PR #128, opened 2020-05-23
Expose index statistics

PepijnBoers:
Pyserini end of https://github.com/castorini/anserini/pull/1218

### DIFF
--- a/pyserini/index/pyutils.py
+++ b/pyserini/index/pyutils.py
@@ -337,30 +337,17 @@ class IndexReaderUtils:
         """
         return self.object.convertDocidToLuceneDocid(self.reader, docid)
 
-    def stats(self) -> dict:
+    def stats(self) -> Dict[str, int]:
         """Returns dictionary with index statistics.
 
         Returns
         -------
-        dict
+        Dict[str, int]
             Index statistics as a dictionary of statistic's name to statistic.
-
-            Quantitative stats:
             - documents: number of documents
             - non_empty_documents: number of non-empty documents
             - unique_terms: number of unique terms
             - total_terms: number of total terms
-
-            stored fields:
-            - fullCaption
-            - author
-            - raw
-            - article_url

--- --- ---

EXERCISE INSTRUCTIONS -> Transcribe the material above in its entirety. Match it exactly.

FINAL ANSWER ->
PR #128, opened 2020-05-23
Expose index statistics

PepijnBoers:
Pyserini end of https://github.com/castorini/anserini/pull/1218

### DIFF
--- a/pyserini/index/pyutils.py
+++ b/pyserini/index/pyutils.py
@@ -337,30 +337,17 @@ class IndexReaderUtils:
         """
         return self.object.convertDocidToLuceneDocid(self.reader, docid)
 
-    def stats(self) -> dict:
+    def stats(self) -> Dict[str, int]:
         """Returns dictionary with index statistics.
 
         Returns
         -------
-        dict
+        Dict[str, int]
             Index statistics as a dictionary of statistic's name to statistic.
-
-            Quantitative stats:
             - documents: number of documents
             - non_empty_documents: number of non-empty documents
             - unique_terms: number of unique terms
             - total_terms: number of total terms
-
-            stored fields:
-            - fullCaption
-            - author
-            - raw
-            - article_url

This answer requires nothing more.